--- START ---
PR #9297, opened 2025-04-02
Fix deferred jobs handling

Marishka17:
### Motivation and context

~~depends on https://github.com/cvat-ai/cvat/pull/9303~~
The following issue is also fixed:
--- END ---
* [INSTRUCTIONS TO FOLLOW]:
Whatever appears in the listing should be copied exactly and completely.

* [EXPECTED OUTPUT]:
PR #9297, opened 2025-04-02
Fix deferred jobs handling

Marishka17:
### Motivation and context

~~depends on https://github.com/cvat-ai/cvat/pull/9303~~
The following issue is also fixed:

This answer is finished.